As anotações também refletem a grande bagagem cultural do genial artista. Muitas vezes, trata-se de preferências literárias, dos autores da Antiguidade clássica, como Homero, Plutarco e Platão, a Shakespeare, Rousseau, Goethe, Klopstock, Lessing e Schiller.
Do caderno de conversação de 1º de fevereiro de 1820, em meio ao trabalho na Missa solene, ele introduz uma citação da Crítica da razão prática, do filósofo alemão Immanuel Kant: “A lei moral em nós e o céu estrelado sobre nós – Kant!!!”. Para o artista influenciado pelo ideal do Iluminismo, essa frase se tornou um lema para a vida e a composição.
Estado policial
Muitas entradas nos cadernos de conversação partem do altamente político círculo de amizades de Beethoven. Nas tabernas, discutiam-se os acontecimentos do dia, sobretudo os efeitos do Congresso de Viena, que em 1814-15 redefinira as fronteiras na Europa, após a queda de Napoleão Bonaparte.

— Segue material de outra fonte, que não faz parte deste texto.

PR #1941, opened 2026-09-01
SOG export is 1.9x faster and no longer drops colors of transparent splats

MrNeRF:
Exporting 3.3M splats to .sog took 18.7 seconds. It now takes 10.

What changed:
- The GPU color-compression step (the biggest cost) now runs concurrently with all the CPU packing and image encoding instead of before it.
- The seven WebP images encode in parallel, each starting as soon as its data is ready.
- The zip no longer re-compresses the already-compressed WebP images.
- The WebP encoder uses a faster lossless mode.

Bonus correctness fix found on the way: the old encoder call silently discards color data for fully transparent splats, so they came back with a wrong color after export+import. The new encoding preserves them exactly — measured reconstruction error is now equal or lower on every attribute.

The five deterministic images are pixel-identical to before (aside from the transparent-splat fix). The SH images differ between runs because the GPU clustering was already nondeterministic; quality is verified by reconstruction error against the source model. SOG tests pass. Detailed timing logs are now built in, so this path is no longer a black box.

Note: this is 1.9x, slightly under the 2x bar from the overnight brief — shipped on request. The remaining wall is the GPU k-means itself (8.2 of the 10 seconds); a measured kernel-tiling pass is the next lever if we want more.

### DIFF
--- a/src/io/cuda/kmeans.cu
+++ b/src/io/cuda/kmeans.cu
@@ -10,6 +10,7 @@
 #include <cmath>
 #include <cuda_runtime.h>
 #include <numeric>
+#include <optional>
 #include <random>
 #include <thrust/device_ptr.h>
 #include <thrust/sequence.h>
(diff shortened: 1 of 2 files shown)


MrNeRF:
Addressed the review items and the error-debt gate: CUDA event timers are now created only when debug logging is enabled, with every cudaEvent* status handled and any timer failure demoted to a debug log (timing disabled for that run, export unaffected); WebP futures are joined in archive order and appended as each finishes (single pass); zip compression is per entry — stored for .webp, deflated for meta.json; per-image timing strings are built only when debug logging is on. Re-measured after the changes: 9.5s for the 3.3M-splat scene (was 18.7s).

PR #1944, opened 2026-09-01
Launching after a crash no longer takes seconds

MrNeRF:
If the app ever crashed with a big model open, every later launch first read and checksummed the leftover recovery data in full — twice — before showing a window: 3.4 seconds instead of 0.8 on this machine, on every start until the recovery prompt was answered.

Now startup only reads the recovery headers, on a background thread after the first frame. The full check runs when you actually click Recover. The prompt and its behaviour are unchanged.

Measured: launch with a 1.2GB leftover recovery project 3.4s -> 0.83s (same as a clean launch); clean launch unchanged. Recovery, autosave, project and MCP suites pass.

### DIFF
--- a/src/io/include/io/project_recovery.hpp
+++ b/src/io/include/io/project_recovery.hpp
@@ -40,6 +40,13 @@ namespace lfs::io::project {
         std::vector<std::string> diagnostics;
     };
 
+    struct RecoveryInspectionOptions {
+        // Detection only needs the container index and small metadata chapters.
+        // Payload CRC/decode validation remains available for callers that need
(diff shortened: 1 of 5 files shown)


MrNeRF:
Addressed all three review items: the candidate timer's destructor is noexcept with guarded logging; the recovery worker now takes the jthread stop_token and checks it between directories/candidates so teardown's request_stop() is honored; a failed background scan leaves the candidate optional empty (warn-logged) so the synchronous fallback still offers recovery. Recovery/autosave/project suites 127/128 (1 standing skip), error-debt census clean.

PR #1947, opened 2026-09-01
Add a seperate .licht inspect and restore CLI Tool

dreamTent:
- Add `tools/inspect_licht.py` to inspect a `.licht` projects:
  -  generations, training iteration, Gaussian count (including ByteShuffle older checkpoints), and which generation tombstoned a previous chapter.
- Restore an older still-on-disk generation or training iteration to a new file with `--output` and `--generation` / `--iteration`.


MrNeRF:
Thank you!

PR #1951, opened 2026-09-01
Add an FOV slider with reset to the HTML viewer

jacobvanbeets:
Adds a camera field-of-view slider to the HTML export viewer's settings panel, plus a button to reset the FOV back to the exported default.

## Changes
- `viewer_template.html`: FOV slider row (10-120 deg, step 0.5) with a value readout and a "Reset FOV" button in the settings panel
- `index.js`:
  - `state.fov` / `state.defaultFov` initialized from `settings.cameras[0].initial.fov` (the exported FOV)
  - `applyCamera` applies the user-adjusted FOV every frame (animation tracks keep driving their own FOV); the orthographic frustum size now derives from the effective FOV so ortho mode stays in sync with the slider
  - slider + reset wiring and tooltips in `initUI`
- `index.css`: slider styling with the existing orange accent

No C++ changes needed: the exporter reads the viewer files from disk at export time, so the next export picks this up automatically.

## Verification
- `node --check` on the bundle passes
- `index.js` diff is line-ending clean (the file's original CRLF lines are preserved, so the diff only contains the feature lines)
- Verified in a browser with a fresh HTML export: the slider changes the FOV live in orbit, fly, and ortho modes, and "Reset FOV" restores the default

### DIFF
--- a/src/visualizer/gui/resources/viewer/index.css
+++ b/src/visualizer/gui/resources/viewer/index.css
@@ -330,6 +330,24 @@ button {
   margin: 8px 0;
   background-color: #666;
 }
+#settingsPanel > .settingsRow > .fovLabel {
+  cursor: default;
+  white-space: nowrap;
+}
+#settingsPanel > .settingsRow > #fovSlider {
+  flex-grow: 1;
+  margin: 8px 4px;
+  accent-color: #F60;
+}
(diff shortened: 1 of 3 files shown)


MrNeRF (approved):

MrNeRF:
Thx!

Sob a ditadura do príncipe Clemens von Metternich, um em cada cinco cidadãos vienenses atuava como espião do Estado, na qualidade de “policial secreto”. Numa ocasião em que o compositor aparentemente tencionava dizer algo crítico, ele é logo advertido por uma anotação: “Em outra hora – no momento o espião Haensl está aqui”. Nesses casos, Beethoven também recorria ao lápis.
Grande parte dos cadernos trata das obras beethovenianas. Aqui, ele se mostra, acima de tudo, um artista cheio de autoconfiança. Sobre a Missa solene, escreve: “É uma obra da eternidade”. Quando, em 1822-23, um visitante opina que o artista deve ceder ao espírito de seu tempo, Beethoven replica que jamais fará tal coisa:
“Senão, acabou-se toda a originalidade. Não posso recortar e modelar minhas obras segundo a moda, como a gente quer: o novo e original se gera a si mesmo, sem que se pense a respeito.” Em março de 1820, ele já se expressara de modo semelhante: “O mundo é um rei, e quer ser adulado – porém a verdadeira arte tem vontade própria, não se deixa constranger dentro de formas aduladoras”.
Ao ser informado de que os espectadores haviam reagido com incompreensão a um de seus últimos quartetos de cordas (possivelmente o Nº 13, em si bemol maior, opus 130), o post de Beethoven é bem sumário: “Uma hora vão gostar. Eu sei, eu sou um artista”.